Reversing the logic above resulted in a different but similar undo steps
while hiding what has happened with the anon_vma->parent.

This isn't simplifying anything so I think you should move on.

> @@ -420,14 +429,13 @@ void unlink_anon_vmas(struct vm_area_struct *vma)
>  		anon_vma_chain_free(avc);
>  	}
>  	if (vma->anon_vma) {
> -		vma->anon_vma->num_active_vmas--;
> -
>  		/*
>  		 * vma would still be needed after unlink, and anon_vma will be prepared
>  		 * when handle fault.
>  		 */
> -		vma->anon_vma = NULL;
> +		vma_detach_anon(vma);
>  	}
> +
>  	unlock_anon_vma_root(root);
>  
>  	/*
> -- 
> 2.25.1
> 
>
Re: [RFC PATCH v2] mm/rmap: make num_children and num_active_vmas update in internally
Posted by Lorenzo Stoakes 1 day, 6 hours ago
On Mon, Sep 08, 2025 at 02:05:04PM +0000, Yajun Deng wrote:
> If the anon_vma_alloc() is called, the num_children of the parent of
> the anon_vma will be updated. But this operation occurs outside of
> anon_vma_alloc(). There are two callers, one has itself as its parent,
> while another has a real parent. That means they have the same logic.

No they do not. As I explained to you at length.

>
> The update of num_active_vmas and vma->anon_vma are not performed
> together. These operations should be performed under a function.
>
> Add an __anon_vma_alloc() function that implements anon_vma_alloc().
> If the caller has a real parent, called __anon_vma_alloc() and pass
> the parent to it. If it not, called anon_vma_alloc() directly. It will
> set the parent and root of the anon_vma and also updates the num_children
> of its parent anon_vma.

Doing exactly what I told you not to do...

>
> Introduce vma_attach_anon() and vma_detach_anon() to update
> num_active_vmas with vma->anon_vma together.
>
> Signed-off-by: Yajun Deng <yajun.deng@linux.dev>

NAK.

There's so much wrong with this and you've ignored review Liam and I have
spent time giving you (a resource which I have very little of), it's simply
not a good use of my time to look at this further.

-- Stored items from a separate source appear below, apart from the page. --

Issue #189, opened 2014-06-09
Clock Pin Caps


KitClement:
This is pertaining to the issue brought up in the Guangzhou Wushan Open 2014 delegate report.  Here are the two additions:

https://github.com/KitClement/wca-documents/commit/883abec0b7cbca921757510dabb44e289c3c5c1a

My wording might not be perfect here, let me know if you have any changes/additions you would make.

Please abandon this idea, it's not good, and you're not implementing it
well.

Thanks, Lorenzo
Re: [RFC PATCH v2] mm/rmap: make num_children and num_active_vmas update in internally
Posted by Matthew Wilcox 1 day, 6 hours ago
On Mon, Sep 08, 2025 at 02:05:04PM +0000, Yajun Deng wrote:
> If the anon_vma_alloc() is called, the num_children of the parent of
> the anon_vma will be updated. But this operation occurs outside of
> anon_vma_alloc(). There are two callers, one has itself as its parent,
> while another has a real parent. That means they have the same logic.

No, they don't.  This is terrible.  Please stop.